Rheumatoid arthritis (RA) is an inflammatory autoimmune disease characterized by synovitis, bone and cartilage destruction, and increased fracture risk with bone loss. Although disease-modifying antirheumatic drugs have dramatically improved clinical outcomes, these therapies are not universally effective in all patients because of the heterogeneity of RA pathogenesis. Therefore, it is necessary to elucidate the molecular mechanisms underlying RA pathogenesis, including associated bone loss, in order to identify novel therapeutic targets. In this study, we found that Budding uninhibited by benzimidazoles 1 (BUB1) was highly expressed in RA patients' synovium and murine ankle tissue with arthritis. As CD45+CD11b+ myeloid cells are a Bub1 highly expressing population among synovial cells in mice, myeloid cell-specific Bub1 conditional knockout (Bub1ΔLysM) mice were generated. Bub1ΔLysM mice exhibited reduced femoral bone mineral density when compared with control (Ctrl) mice under K/BxN serum-transfer arthritis, with no significant differences in joint inflammation or bone erosion based on a semi-quantitative erosion score and histological analysis. Bone histomorphometry revealed that femoral bone mass of Bub1ΔLysM under arthritis was reduced by increased osteoclastic bone resorption. RNA-seq and subsequent Gene Set Enrichment Analysis demonstrated a significantly enriched nuclear factor-kappa B pathway among upregulated genes in receptor activator of nuclear factor kappa B ligand (RANKL)-stimulated bone marrow-derived macrophages (BMMs) obtained from Bub1ΔLysM mice. Indeed, osteoclastogenesis using BMMs derived from Bub1ΔLysM was enhanced by RANKL and tumor necrosis factor-α or RANKL and IL-1ß treatment compared with Ctrl. Finally, osteoclastogenesis was increased by Bub1 inhibitor BAY1816032 treatment in BMMs derived from wildtype mice. These data suggest that Bub1 expressed in macrophages plays a protective role against inflammatory arthritis-associated bone loss through inhibition of inflammation-mediated osteoclastogenesis.

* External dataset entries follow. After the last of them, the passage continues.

PR #112, opened 2023-11-28
Add allow_public_rooms_over_federation configuration

amandahla:
### Overview

While working with federation, one might want toallow public rooms over federation. This configuration allows that.

Reference: https://matrix-org.github.io/synapse/latest/usage/configuration/config_documentation.html#allow_public_rooms_over_federation

### Rationale

Change allow_public_rooms_over_federation configuration.

### Checklist

- [X] The [charm style guide](https://juju.is/docs/sdk/styleguide) was applied
- [X] The [contributing guide](https://github.com/canonical/is-charms-contributing-guide) was applied
- [X] The changes are compliant with [ISD054 - Manging Charm Complexity](https://discourse.charmhub.io/t/specification-isd014-managing-charm-complexity/11619)
- [X] The documentation is generated using `src-docs`
- [X] The documentation for charmhub is updated.
- [X] The PR is tagged with appropriate label (`urgent`, `trivial`, `complex`)

### DIFF
--- a/src/pebble.py
+++ b/src/pebble.py
@@ -97,6 +97,8 @@ class PebbleService:
                 synapse.enable_federation_domain_whitelist(
                     container=container, charm_state=self._charm_state
                 )
+            if self._charm_state.synapse_config.allow_public_rooms_over_federation:
+                synapse.enable_allow_public_rooms_over_federation(container=container)
             self.restart_synapse(container)
         except (synapse.WorkloadError, ops.pebble.PathError) as exc:
             raise PebbleServiceError(str(exc)) from exc
--- a/src/synapse/workload.py
+++ b/src/synapse/workload.py
@@ -348,6 +348,24 @@ def enable_federation_domain_whitelist(container: ops.Container, charm_state: Ch
         raise WorkloadError(str(exc)) from exc
 
 
+def enable_allow_public_rooms_over_federation(container: ops.Container) -> None:
+    """Change the Synapse configuration to allow public rooms in federation.
+
+    Args:
+        container: Container of the charm.
+
+    Raises:
+        WorkloadError: something went wrong enabling configuration.
+    """
+    try:
+        config = container.pull(SYNAPSE_CONFIG_PATH).read()
+        current_yaml = yaml.safe_load(config)
+        current_yaml["allow_public_rooms_over_federation"] = True
+        container.push(SYNAPSE_CONFIG_PATH, yaml.safe_dump(current_yaml))
+    except ops.pebble.PathError as exc:
+        raise WorkloadError(str(exc)) from exc
+
+
 def _get_mjolnir_config(access_token: str, room_id: str) -> typing.Dict:
     """Create config as expected by mjolnir.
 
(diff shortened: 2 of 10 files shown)


nrobinaubertin (approved):

src/pebble.py
```diff
@@ -97,6 +97,8 @@ def change_config(self, container: ops.model.Container) -> None:
                 synapse.enable_federation_domain_whitelist(
                     container=container, charm_state=self._charm_state
                 )
+            if self._charm_state.synapse_config.allow_public_rooms_over_federation:
+                synapse.enable_allow_public_rooms_over_federation(container=container)
```
jdkandersson, line 101: What is the reason for putting this in the pebble service please? I realise there are other similar interactions above

I thought that the pebble service is more for generating the pebble service rather than specifically reacting to every event? It doesn't seem like the interactions here are related to pebble, they seem to be related to handling events from the charm?

src/synapse/workload.py
```diff
@@ -348,6 +348,24 @@ def enable_federation_domain_whitelist(container: ops.Container, charm_state: Ch
...
+    Raises:
+        WorkloadError: something went wrong enabling configuration.
+    """
+    try:
+        config = container.pull(SYNAPSE_CONFIG_PATH).read()
+        current_yaml = yaml.safe_load(config)
+        current_yaml["allow_public_rooms_over_federation"] = True
+        container.push(SYNAPSE_CONFIG_PATH, yaml.safe_dump(current_yaml))
+    except ops.pebble.PathError as exc:
+        raise WorkloadError(str(exc)) from exc
```
jdkandersson, line 366: What if it later gets disabled?

amandahla: If is not set, the default is False: https://ems-docs.element.io/books/element-cloud-documentation/page/import-database-and-media-dump
So the configuration is only added to the configuration file if is set to True.

src/pebble.py
amandahla: Any configuration change requires a Pebble Layer replan so that's why this is here. This way the database observer and the config-change event call the same method, avoiding repetitive code.

Discussed here:
https://github.com/canonical/synapse-operator/pull/13#discussion_r1255151747

jdkandersson: So wouldn't it be possible to handle `config-changed` in `charm.py` and the ask pebble to restart the service as a part of the code in `charm.py`? I might have missed it, I don't see any circular dependency issues here since all of the interactions with the synapse module just depend on the container which is available in `charm.py`

src/synapse/workload.py
jdkandersson: So what about if it was once set to `True` and then the user disables it after that? How would the line from the configuration end up getting removed?

amandahla: The configuration file is regenerated for every config-change event. If the user disables it, will emit a config changed event and the configuration file will be regenerated without this line.

src/pebble.py
amandahla: Could you create an issue/story for that so we can discuss a solution? Changing this in this PR would affect how the configuration change is handled, being something out of context here.

jdkandersson: Yes we can make it a separate story

amandahla: Thanks!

Rheumatoid arthritis (RA) is a disease caused by an abnormal immune system, resulting in inflammation, swelling, and bone destruction in the joints, along with systemic bone loss. While new medications have dramatically improved treatment efficacy, these therapies are not universally effective for all patients. Therefore, we need to understand the regulatory mechanisms behind RA, including associated bone loss, to develop better therapies. In this study, we found that Budding uninhibited by benzimidazoles 1 (Bub1) was highly expressed in inflamed joints, especially in myeloid cells, which are a type of immune cells. To explore its role, we created myeloid cell­specific Bub1 conditional knockout (cKO) mice and induced arthritis to analyze its role during arthritis. The cKO mice exhibited lower bone mineral density when compared with control mice under inflammatory arthritis because of increased osteoclastic bone resorption, without significant differences in joint inflammation or bone erosion. Further investigation showed that Bub1 prevents excessive osteoclast differentiation induced by inflammation in bone marrow macrophages. These data suggest that Bub1 in macrophages protects against bone loss caused by inflammatory arthritis, offering potential insights for developing treatments that focus on bone health.